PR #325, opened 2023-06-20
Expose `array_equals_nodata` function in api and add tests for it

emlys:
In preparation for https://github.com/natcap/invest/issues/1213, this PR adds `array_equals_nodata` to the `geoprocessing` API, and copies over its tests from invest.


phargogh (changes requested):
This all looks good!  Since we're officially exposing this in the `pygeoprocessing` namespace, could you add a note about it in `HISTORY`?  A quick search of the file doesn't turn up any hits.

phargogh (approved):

-- -- --

### PROBLEM STATEMENT
Reproduce each record exactly as it appears.

### SOLUTION TO THIS EXERCISE
PR #325, opened 2023-06-20
Expose `array_equals_nodata` function in api and add tests for it

emlys:
In preparation for https://github.com/natcap/invest/issues/1213, this PR adds `array_equals_nodata` to the `geoprocessing` API, and copies over its tests from invest.


phargogh (changes requested):
This all looks good!  Since we're officially exposing this in the `pygeoprocessing` namespace, could you add a note about it in `HISTORY`?  A quick search of the file doesn't turn up any hits.

phargogh (approved):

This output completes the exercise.